Taxation sur les superprofits : « Il va y avoir un débat, je n’en connais pas l’issue »

Un autre sujet sera difficile à éviter au cours de ces vingt jours d’examen du budget pour 2023, c’est la taxe sur les superprofits. Si le dossier avait divisé la majorité présidentielle à l’Assemblée, avec un amendement MoDem finalement pas retenu par l’exécutif après l’utilisation du 49.3 par Élisabeth Borne, il promet également de diviser la majorité sénatoriale. Les centristes, alliés des Républicains au Sénat, avaient déjà porté l’idée d’une taxation des superprofits lors des débats sur le projet de loi de finances rectificative (PFLR) cet été, au point que les sénateurs l’avaient déjà annoncé : la taxe sur les superprofits serait « l’un des grands sujets de la discussion budgétaire de l’automne. » Le jour de gloire est arrivé, et il ne fait aucun doute que des amendements de la gauche et des centristes seront discutés lors des débats au Sénat.

« On n’a pas encore trouvé de point d’atterrissage satisfaisant, et je ne sais pas si on y arrivera », explique sobrement Jean-François Husson, qui ménage pour le moment la chèvre et le chou : « Il y aura un débat, cela s’entend. Le dispositif européen a quand même contribué à ramener des recettes qui n’existaient même pas dans la réflexion des uns et des autres lorsqu’on s’est exprimés dans le PLFR. D’un autre côté, l’opinion s’est aussi saisie du sujet.
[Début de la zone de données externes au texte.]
PR #62, opened 2025-01-27
Don't cast integers to floats in Neptune schema

danielfinke:
*Issue #, if available:* #55

*Description of changes:*

Don't cast integers to floats in Neptune schema

Test case for cast in `Case04.02`

- update docs/samples/test cases

By submitting this pull request, I confirm that you can use, modify, copy, and redistribute this contribution, under the terms of your choice.

PR #63, opened 2025-01-29
Retain numeric parameter value type when creating open cypher query 

andreachild:
*Issue #:* https://github.com/aws/amazon-neptune-for-graphql/issues/64
*Description of changes:*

J’entends tous les arguments. Il y aura un débat, je n’en connais pas l’issue. » Pour rajouter à l’incertitude, ce qui sera voté au Sénat sera ensuite soumis à une négociation avec l’Assemblée nationale, dans une commission mixte paritaire qui regroupera des parlementaires divisés sur le sujet au sein même des majorités présidentielles et sénatoriales.